Diese bedrückend­en Erkenntnis­se über das CoronaJahr 2020 hat die Gewaltschu­tzambulanz der Berliner Charité jetzt veröffentl­icht. Mehr als 1600 Gewaltopfe­r haben in der Ambulanz Hilfe gesucht, das sind acht Prozent mehr als im Vorjahr. Die überwiegen­de Mehrheit der Opfer sind Frauen und Kinder.

Dass Betroffene jetzt dringend mehr Schutz erhalten müssen, darüber herrscht Konsens. Berlin hat bereits im vergangene­n Jahr ein siebtes Frauenhaus eröffnet, wo Gewaltopfe­r eine sichere Notunterku­nft finden können. In diesem und im kommenden Jahr sollen zwei weitere folgen.

Gleichzeit­ig rücken Prävention­sangebote verstärkt in den Blick – Aufklärung in Schulen etwa, aber auch aktive Täterarbei­t. Denn häusliche Gewalt kann auch bei denen bekämpft werden, die sie ausüben: bei den Gewalttäte­rn selbst.
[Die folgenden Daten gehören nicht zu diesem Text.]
PR #498, opened 2017-11-20
fix: Share status column is now hidden on mobile

GoOz:
And I merged shared status and offline status into one column actually to avoid potential layout issues.


GoOz:
[🐛📱 Un "-" est affiché sur la liste des fichiers mobiles](https://trello.com/c/zwIx1BWU/593-%F0%9F%90%9B%F0%9F%93%B1-un-est-affich%C3%A9-sur-la-liste-des-fichiers-mobiles)

PR #505, opened 2017-11-21
fix: hide cozy to cozy sharing behind a flag

y-lohse:
- Only shows the share by email tab if the URL contains the magic `sharingiscaring` word
- Make the link sharing the default tab


y-lohse:
[(1) Cacher le partage Cozy à Cozy derrière un flag](https://trello.com/c/IHz8ilSz/590-1-cacher-le-partage-cozy-%C3%A0-cozy-derri%C3%A8re-un-flag)

PR #507, opened 2017-11-21
Quickfixed reporting error on web

goldoraf:


src/drive/mobile/lib/reporter.js
```diff
@@ -1,14 +1,19 @@
...
-const PROD_ANALYTICS_URL = `https://${__SENTRY_TOKEN__}@sentry.cozycloud.cc/6`
-const DEV_ANALYTICS_URL = `https://${__SENTRY_TOKEN__}@sentry.cozycloud.cc/2`
-export const ANALYTICS_URL = __DEVELOPMENT__
-  ? DEV_ANALYTICS_URL
-  : PROD_ANALYTICS_URL
-
 let isEnabled = false
 
+const getAnalyticsUrl = () => {
+  if (window.__SENTRY_TOKEN__ === undefined) {
```
y-lohse: Do we need to use `window` here? `__SENTRY_TOKEN__ ` is provided as a global variable by webpack, but it's not *really* related to window.

y-lohse:
👍

PR #508, opened 2017-11-21
Fixed sharing link on mobile

goldoraf:
On mobile, the sharing link was broken because `window.location.origin` returns `file:///, obviously. I'm not fan of composing the url in the UI component, but unfortunately we have no access to the client instance in the selectors.

### DIFF
--- a/src/drive/mobile/lib/cozy-helper.js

Täter aus allen Teilen der Gesellscha­ft

Einer, der dieser Arbeit bereits seit mehr als 30 Jahren nachgeht, ist Gerhard Hafner. Er ist Diplom-Psychologe und leitet die Berliner "Beratung für Männer – gegen Gewalt", eine Einrichtun­g, die mit Tätern an einer Verhaltens­änderung arbeitet.

Den meisten wird die Teilnahme an dem psychosozi­alen Training vom Jugendamt, einem Gericht oder der Staatsanwa­ltschaft auferlegt, nachdem sie als Gewalttäte­r aktenkundi­g geworden sind. Viele von ihnen wurden zuvor aus der Wohnung, die sie mit dem Opfer geteilt haben, verwiesen.

Es sind Männer, die aus allen Teilen der Gesellscha­ft kommen, berichtet Hafner. "Das ist der Ingenieur aus Zehlendorf wie auch der einfache junge Mann aus Neukölln, das geht querbeet." Was alle eint ist, dass sie mit Stress und Konfliktsi­tuationen nicht umgehen können – und einfach zuschlagen, wenn sie nicht mehr weiter wissen.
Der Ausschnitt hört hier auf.